# is the TT girlie?



## TurboBoon (Feb 3, 2004)

Is the TT girlie?


----------



## Sheep (Dec 21, 2000)

*Re: is the TT girlie? (TurboBoon)*

Are SUV's, Mustangs, Vettes, Boxters, Jags, MB's girlie? 50% of drivers are female so why wouldn't you see them in 1/2 the cars. This is a yuppie town and you see loads of girls driving the above in considerable #'s. FAR more guys drive TT's than girls in this neck of the woods at least.
Girls are not lost on the styling of cars, and have considerable earning power these days. Do you feel your "manhood" is being challenged? Would you not buy a car because you saw some girls driving them? Do you want them assigned to only taxis, Civics, Kias, Galants or pushing strollers? How ridiculous!!!


----------



## dobe (May 28, 2003)

*Re: is the TT girlie? (Sheep)*

you will see more ladys now, since there are Auto & GSD on the market.


----------



## THE FREAK (Mar 19, 2004)

*Re: is the TT girlie? (TurboBoon)*

Just get urself a Hemi!!








(my dad drives Blue TT roadster that says Marine on the plates, my mom drives a big ol Durango that has ever aftermarket factory heavy duty chunk of metal on it....her plate says "tulip"
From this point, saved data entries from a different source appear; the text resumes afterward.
PR #124, opened 2018-08-16
destroy node on shutdown to avoid hang

### LINKED ISSUE #89: Launching on arm64 with Fast-RTPS with fat archive from 2018-06-21 never quits
## Bug report

**Required Info:**

- Operating System:
  - Ubuntu Bionic, arm64
- Installation type:
  - Fat archive from 2018-06-21, downloaded from here: https://ci.ros2.org/view/packaging/job/packaging_linux-aarch64/475/artifact/ws/ros2-package-linux-aarch64.tar.bz2
- DDS implementation:
  - Fast-RTPS
  - rclcpp

#### Steps to reproduce issue

```
$ ros2 launch share/demo_nodes_cpp/launch/topics/talker_listener.launch.py
```

Let it run for a few seconds, then Ctrl-C:

```
root@changeling:~/ros2-linux# ros2 launch share/demo_nodes_cpp/launch/topics/talker_listener.launch.py
[INFO] [launch]: process[talker-1]: started with pid [21936]
[INFO] [launch]: process[listener-2]: started with pid [21937]
[INFO] [talker]: Publishing: 'Hello World: 1'
[INFO] [listener]: I heard: [Hello World: 1]
[INFO] [talker]: Publishing: 'Hello World: 2'
[INFO] [listener]: I heard: [Hello World: 2]
[INFO] [talker]: Publishing: 'Hello World: 3'
[INFO] [listener]: I heard: [Hello World: 3]
^C[WARNING] [launch.LaunchService]: user interrupted with ctrl-c (SIGINT)
signal_handler(2)
signal_handler(2)
[INFO] [launch]: process[talker-1]: process has finished cleanly
[INFO] [launch]: process[listener-2]: process has finished cleanly
```

It hangs there forever, until the user hits Ctrl-C.

#### Expected behavior
Launch file terminates cleanly on first Ctrl-C

#### Actual behavior
Launch hangs around "forever".

wjwwood:
fixes #89 

At least it fixes the issue on bionic x86_64. I didn't try aarch64 yet, but I believe it's the same issue and so the same fix. If anyone has easy access to aarch64 and could test it, that would be great.

I cannot fully explain the reason for why this is necessary or why it results in the hang. There's more work to be done here (in my opinion) so that this doesn't happen to typical users. There's no reason that I should have to manually destroy the node.

Thanks to @nuclearsandwich for giving me the last hint I needed to find this workaround. We discussed that a potential better solution would be to have shutdown enforce the destruction of all nodes and services before shutdown finishes. That has it's own thread-safety issues and potential for deadlock, but I think that's what needs to happen to avoid this issue.

There might be another solution which address the deadlock directly or at least throws an error rather than deadlocking. I think this because I still cannot explain why this issue doesn't manifest on macOS or Xenial.

### DIFF
--- a/launch_ros/launch_ros/default_launch_description.py
+++ b/launch_ros/launch_ros/default_launch_description.py
@@ -76,6 +76,7 @@ class ROSSpecificLaunchStartup(launch.actions.OpaqueFunction):
     def _shutdown(self, event: launch.Event, context: launch.LaunchContext):
         self.__shutting_down = True
         self.__rclpy_spin_thread.join()
+        self.__launch_ros_node.destroy_node()
 
     def _run(self):
         executor = rclpy.get_global_executor()


nuclearsandwich:
I will give this a spin (pun extremely intended) on ARM tomorrow and add my review.

wjwwood:
CI:

* Linux [Build Status](http://ci.ros2.org/job/ci_linux/5061/)
* Linux-aarch64 [Build Status](http://ci.ros2.org/job/ci_linux-aarch64/1854/)
* macOS [Build Status](http://ci.ros2.org/job/ci_osx/4201/)
* Windows [Build Status](http://ci.ros2.org/job/ci_windows/5052/)

PR #131, opened 2018-08-25
add class to provide some limited testing options

### LINKED ISSUE #127: Unit tests based on new launch API
While porting some ROS 1 packages to ROS 2 I wanted to also migrate the `rostest`s. Currently there is no API yet in `launch_testing` (beside the legacy API).

I tried two different approaches - the idea would be to move the "generic" stuff from one of these prototypes into `launch_testing` in order to be able to reuse it across tests:

1. Creating custom classes for the `LaunchDescription` as well as the `LaunchService` (https://github.com/GT-RAIL/async_web_server_cpp/pull/12/commits/1dad9c5ae6d4ca7521a5d7f6914d9b4231acd1cd). In this case the whole launch file uses those custom classes instead of the original ones. The custom description contains the logic for the return code handling and shutting down. The custom service contains the logic to use the return codes from the test actions as the global return code.

  The downside of this approach is that requires the launch file specifically being written for testing (by using these custom classes).

2. A custom class (`LaunchTestService`) is used in addition to the normal launch entities and the actions which are tests are being registered at that class and the class also wraps the `run` invocation on the "normal" launch service: (https://github.com/GT-RAIL/async_web_server_cpp/pull/12/commits/fc6f35adc5cb785a7b4234b32426c0a12fccbd74)

Any kind of feedback is highly appreciated.

dirk-thomas:
Closes #127.

The added class provides some limited ability to use new-style launch file to write tests. This allowed to port the following tests in Robot Web Tools:
* https://github.com/GT-RAIL/async_web_server_cpp/pull/12/commits/b2546f5aa59bc9138098ab49fe9f45e5ce2873b2
* https://github.com/GT-RAIL/rosauth/pull/18/commits/47b5dfbbfb1a42eb877f4ed2776d7768ec9a765e

### DIFF
--- a/launch_testing/launch_testing/__init__.py
+++ b/launch_testing/launch_testing/__init__.py
@@ -1,3 +1,25 @@
+# Copyright 2018 Open Source Robotics Foundation, Inc.
+#
+# Licensed under the Apache License, Version 2.0 (the "License");
+# you may not use this file except in compliance with the License.
+# You may obtain a copy of the License at
+#
+#     http://www.apache.org/licenses/LICENSE-2.0
+#
+# Unless required by applicable law or agreed to in writing, software
+# distributed under the License is distributed on an "AS IS" BASIS,
+# WITHOUT WARRANTIES OR CONDITIONS OF ANY KIND, either express or implied.
+# See the License for the specific language governing permissions and
+# limitations under the License.
+
+from collections import OrderedDict
+
+from launch.actions import EmitEvent
+from launch.actions import ExecuteProcess
+from launch.actions import RegisterEventHandler
+from launch.event_handlers import OnProcessExit
+from launch.events import Shutdown
+
 # for backward compatibility
 from launch_testing.legacy import InMemoryHandler  # noqa: F401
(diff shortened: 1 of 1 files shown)


dirk-thomas:
> Long term it would be nice to have something that works with/like `ros2 launch`, but that will require some more thought and this is a good improvement for now.

Absolutely, there is much more work needed in this area e.g. allowing test processes to generate result file.

nuclearsandwich:
This PR has raised linter errors turning all nightlies unstable over the weekend. I've opened https://github.com/ros2/launch/pull/132 to resolve them.

dangyuluo:
Hi @dirk-thomas
I see you've started moving `launch_testing` towards the new launch framework and this ticker provides limited function(the test passed if all tested processed has `rc 0`). It would be nice to have regex feature like the legacy launch_testing. Is there any time table of this?

Or if you guys are too busy on other stuff, do you accept PR?

dirk-thomas:
We are not actively working on this part. PRs are always welcome.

.....so ya....I dont think you can give cars a gender these days)


----------



## VR6 NRG (Apr 23, 1999)

*Re: is the TT girlie? (dobe)*


_Quote, originally posted by *dobe* »_you will see more ladys now, since there are Auto & GSD on the market.

whats GSD? it is DSG Direct Shift Gearbox
are are you afraid that a girl driving a car with DSG will beat you in a race?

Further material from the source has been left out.